“Hey Siri, call me an ambulance”, you gasp at your phone.
“You would like me to call you ‘Anne Ambulance’?”.
You stare at your phone in disbelief. But your phone doesn’t understand your expressions, because most dialogue systems typically work by first running your speech through an automatic speech recognition system and work on the resulting text.
While the particular exchange I just described can be easily corrected by the verbal content of the utterance alone, it would benefit a dynamic response system to gain a better understanding of context from the non-verbal behavioural cues of the user. Specifically, in this work we try and answer the question: how can we improve the decision making of a dynamic spoken dialogue system by incorporating the rich information in the non-verbal behaviour of the user?
This was one of the first demos I built in my role as a Senior Research Engineer at the Multicomp Lab, Carnegie Mellon University. The project was a collaboration between multiple groups within the Yahoo InMind Project.
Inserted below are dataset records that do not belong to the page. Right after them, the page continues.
PR #62, opened 2019-01-08
fix readme & ignore dependency folders

matbesancon:
Fetching dependencies was directly polluting the repo with other stuff.
Also updated the URL

### DIFF
--- a/.gitignore
+++ b/.gitignore
@@ -33,3 +33,19 @@ build*/*
 
 acinclude.m4
 autom4te*
+
+# Dependencies
+.subdirs
+Alps/
+Bcps/
+BuildTools/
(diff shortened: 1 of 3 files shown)


tkralphs:
Thanks for pointing out these issues. In the meantime, I implemented a different build script that doesn't pollute the MiBS source directory so I will update the README to reflect this latest change shortly.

My specific contribution here was to build a realtime module that estimates a user’s confusion or surprise from a video of their face, and integrate the system into a dynamic spoken dialgoue system that resided on the user’s mobile phone. The integration started with receiving the video from a video server routing the feed from the phone’s front-facing camera. I then extracted the facial action units using the platform Multisense that we built within our group, and estimated confusion and surprise as a linear combination of the appropriate action units. These estimates where then broadcasted back to the response system running on the mobile phone.
I went with ZeroMQ for the messaging backbone, and used a pub-sub model for the communication, supporting multiple consumers for the processed behaviour information on my end.